Yearly Trends in Waste Collection
The data reveals significant annual variations in the amounts of different types of waste collected. One noticeable trend is the interchangeability of trash types and how their quantities fluctuate from year to year. For instance, the number of plastic bottles collected peaked in 2016 but showed a declining trend in subsequent years.One can not really infer if the decline was due to policies(due to rebound of unemployment: as it hits an all time high of 9.6% in 2010…), Polystyrene waste remained relatively high in 2015 and 2016 but dropped sharply in the following years. This variation indicates changes in consumer behavior, waste management practices, or both.
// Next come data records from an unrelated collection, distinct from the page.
Issue #416, opened 2022-06-03
[Json Read Support] Cleanup


Aryex:
## Description
Currently, the Json read prototype does not perform any cleanup. This will need to be implemented to be able to cleanup the staging area.

jeremyp-bq:
See also #181, and consider error cases if possible.

alexey-temnikov:
Initial PR is in review - https://github.com/vertica/spark-connector/pull/427.

PR #426, opened 2022-06-15
Read pipe cleanup refactor

Aryex:
### Summary

* Extracted read pipe cleanup logic into a separate class. It is intended to be re-used by JSON reader. 
* Added new supporting interfaces. 
* Simplified existing partition interfaces:
  * Previously, ParquetFileRange and VerticaDistributedFileSystem define fields which are not needed to be optional. They are refactored to normal fields. Related files are updated.

### Related Issue

#416 

### Additional Reviewers
@alexey-temnikov 
@alexr-bq 
@jeremyp-bq 
@jonathanl-bq

### DIFF
--- a/connector/src/main/scala/com/vertica/spark/datasource/partitions/PartitionCleanup.scala
+++ b/connector/src/main/scala/com/vertica/spark/datasource/partitions/PartitionCleanup.scala
@@ -15,8 +15,18 @@ package com.vertica.spark.datasource.partitions
 
 import org.apache.spark.sql.connector.read.InputPartition
 
-trait PartitionCleanup extends InputPartition {
-  def getCleanUps: Seq[Cleanup]
+/**
+ * Mixin trait for [[InputPartition]] that contains partitions cleanup information
+ * */
+trait PartitionCleanup {
 
+  /**
+   * @return returns a list of partition cleanup information
+   * */
+  def getCleanupInformation: Seq[Cleanup]
+
+  /**
+   * @return return a mapping of filename to their partition count
+   * */
   def getPartitioningRecord: Map[String, Int]
 }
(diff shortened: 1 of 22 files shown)


jonathanl-bq (commented):
I don't have time to do a really thorough review, but I think we should avoid exposing index math in our traits. It feels like a lower level implementation detail more than something we should expose in a trait, but I don't know if there's a better justification for this current design.

Aryex:
> I don't have time to do a really thorough review, but I think we should avoid exposing index math in our traits. It feels like a lower level implementation detail more than something we should expose in a trait, but I don't know if there's a better justification for this current design.

Updated. Also changed the names of the traits to Cleanup and PartitionCleanup

connector/src/main/scala/com/vertica/spark/datasource/partitions/PartitionCleanup.scala
```diff
@@ -0,0 +1,22 @@
...
+// WITHOUT WARRANTIES OR CONDITIONS OF ANY KIND, either express or implied.
+// See the License for the specific language governing permissions and
+// limitations under the License.
+
+package com.vertica.spark.datasource.partitions
+
+import org.apache.spark.sql.connector.read.InputPartition
+
+trait PartitionCleanup extends InputPartition {
+  def getCleanUps: Seq[Cleanup]
```
jeremyp-bq, line 19: Minor nit: getCleanUps when we use Cleanup (up not capitalized) everywhere else.

Aryex: Updated

Aryex:
Updated trait name to better reflect the implementor capabilities
Cleanup -> PortionId: Implementors can identify themselves amongst other portions from the same file.
PartitionCleanup -> Cleanup: Implementors contains cleanup information.

jeremyp-bq (approved):

PR #432, opened 2022-06-20
Fix failing v10 functional tests

Aryex:
### Summary
Fix an issue with the depth attribute not present in v10 metadata

### Reviewers
@alexey-temnikov 
@jeremyp-bq 
@jonathanl-bq


connector/src/main/scala/com/vertica/spark/util/schema/SchemaTools.scala
```diff
@@ -715,13 +715,19 @@ class SchemaToolsV10 extends SchemaTools {
       case Left(value) => Left(value)
       case Right(columnInfo: ColumnInfo) =>
         val verticaType = columnInfo.verticaType
+
+        // Native array case
         if(verticaType > VERTICA_NATIVE_ARRAY_BASE_ID && verticaType < VERTICA_SET_MAX_ID) {
-          val dummyChild = ColumnDef("", java.sql.Types.VARCHAR, "STRING", 0, 0, false, false, Metadata.empty)
+          val metadata = new MetadataBuilder().putLong(MetadataKey.DEPTH, 0).build()
```
jeremyp-bq, line 721: Could move this metadata and the one on line 727 outside the if/else since it is the same for both cases.

jeremyp-bq (approved):

PR #448, opened 2022-06-30
Support query option schema

### LINKED ISSUE #437: [BUG] Loading data from vertical using the 'query' option always uses the default schema
## Environment
- Spark version: 3.2
- Hadoop version: 3.3.1
- Vertica version: 10.1
- Java version:
- Additional Environment Information:

---

## Problem Description
When loading vertica data into a dataframe using the 'query' option, the 'dbschema' seems to be ignored. Prefixing the SQL tables with the schema works as expected, but this is not always convenient. In my case, I am getting the SQL from a semantic layer, which doesn't add the scheme to the table names and expects the correct schema to be configured as default.

1. Steps to reproduce:

Use spark.read.format, and define the 'query' and 'dbschema' options. Set 'dbschema' to a schema other than the default. Use a SQL query that doesn't prepend schema to the tablenames and that targets a table that only exists on dbschema. The call incorrectly fails.

2. Expected behaviour:

The 'dbschema' option should be honored when 'query' is used

3. Actual behaviour:

'dbschema' is not honored

5. Error message/stack trace:
6. Code sample or example on how to reproduce the issue:

---

## Spark Connector Logs
- Add related logs entries here.

Aryex:
### Summary

Adding support for using `query` option with `dbschema` option.

### Description

With both defined, the schema specified in `dbschema` will be appended to the table name in the query's FROM clause. This will also work when string literals are used.
The `dbschema` _will not be appended_ if:

1. The FROM clause is a query.
2. The FROM clause already has a schema defined.

For reviewing, main code logic starts at `SchemaTools.addDbSchemaToQuery()`.

### Related Issue

Close #437 

### Additional Reviewers

@jeremyp-bq 
@jonathanl-bq 
@alexey-temnikov 
@alexr-bq

### DIFF
--- a/connector/src/main/scala/com/vertica/spark/util/schema/SchemaTools.scala
+++ b/connector/src/main/scala/com/vertica/spark/util/schema/SchemaTools.scala
@@ -142,6 +142,16 @@ trait SchemaToolsInterface {
    * @param schema schema of the table
    */
   def checkValidTableSchema(schema: StructType): ConnectorResult[Unit]
+
+  /**
+   * Given a query, append the schema to FROM clause table.
+   * Ignore if FROM clause is a sub query or already has a schema
+   *
+   * @param query an SQL query
+   * @param schema an optional schema to be added.
+   * @return the query with the added schema.
+   * */
+  def addDbSchemaToQuery(query: String, schema: Option[String]): String
 }
 
 class SchemaTools(ctTools: ComplexTypesSchemaTools = new ComplexTypesSchemaTools) extends SchemaToolsInterface {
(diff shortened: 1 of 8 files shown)


connector/src/main/scala/com/vertica/spark/util/schema/SchemaTools.scala
```diff
@@ -682,6 +692,89 @@ class SchemaTools(ctTools: ComplexTypesSchemaTools = new ComplexTypesSchemaTools
     // Use recursion to break early
     findEmptyColumnName(schema.fields.toList)
   }
+
+  private def noDotOutsideStringLiteral(str: String): Boolean = {
```
jeremyp-bq, line 696: Should add a scaladoc to a few functions here.  Also, can we improve the naming of a few of these functions?

For example:
* noDotOutsideStringLiteral -> containsSchema
* dotOutsideStringLiteral -> containsSchemaHelper
* recursion -> addDbSchemaToQueryHelper

Aryex: Updated. Regex is used instead to replace the noDotOutsideStringLiteral(). Functional names are also updated.

Aryex: about the scaladoc, do you mean for `addDbSchemaToQuery`? It is defined at the trait definition.

jeremyp-bq: That's sufficient.

jeremyp-bq (approved):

Cigarette butts consistently dominated the waste collected, with the highest figures recorded in 2014 and a substantial decline thereafter. This trend could reflect successful public health campaigns or shifts in smoking habits. Conversely, the collection of glass bottles remained relatively low compared to other waste types, suggesting either effective recycling practices or lower consumption rates.
Average Annual Waste
Calculating the average annual waste provides a comprehensive overview of the city’s waste landscape. The total annual waste over the years highlights the fluctuating nature of trash collection, driven by both external factors and municipal efforts. For example, the average amount of plastic bottles collected annually was approximately 200000+, while polystyrene and cigarette butts averaged 102,223 and 1,914,050, respectively. These figures underscore the need for targeted policies addressing specific types of waste.
Year-over-Year Growth Rates
Investigating the year-over-year growth rates of different waste types provides insights into emerging trends and potential areas of concern. The plot of growth rates from 2014 to 2023 reveals periods of both sharp increases and decreases across all waste types. For instance, the growth rate for plastic bottles spiked in 2015 and 2020, possibly due to changes in consumption patterns or waste collection efficiency. Similarly, the growth rate of polystyrene saw a dramatic decline after 2016, which might be attributed to regulatory measures or increased public awareness about its environmental impact.
Understanding these growth rates is vital for crafting effective waste management strategies. For example, a consistent increase in plastic bottle waste may necessitate policies promoting recycling or alternative packaging materials. Similarly, a significant reduction in certain types of waste could indicate the success of existing policies and provide a model for other waste types.
Implications for Waste Management Policies
The analysis of Baltimore’s trash collection data underscores the complexity of waste management and the need for multifaceted approaches. Policymakers must consider the diverse types of waste and their respective trends to devise comprehensive strategies. For instance, targeted recycling programs, public awareness campaigns, and regulatory measures can collectively address the varying waste types and their environmental impacts.
Moreover, the data highlights the importance of monitoring and adapting policies based on emerging trends. The fluctuating growth rates suggest that static policies may be insufficient to address the dynamic nature of waste generation and collection. Continuous data analysis and flexible policy frameworks are essential for effectively managing the city’s waste and mitigating its environmental footprint.
Conclusion
The dataset on Baltimore’s trash collection from 2014 to 2023 offers a rich source of information for understanding waste management trends. By analyzing average annual waste, and year-over-year growth rates, we can gain valuable insights into the city’s waste landscape. These insights are crucial for developing targeted policies that address the specific challenges posed by different types of waste and promote sustainable waste management practices.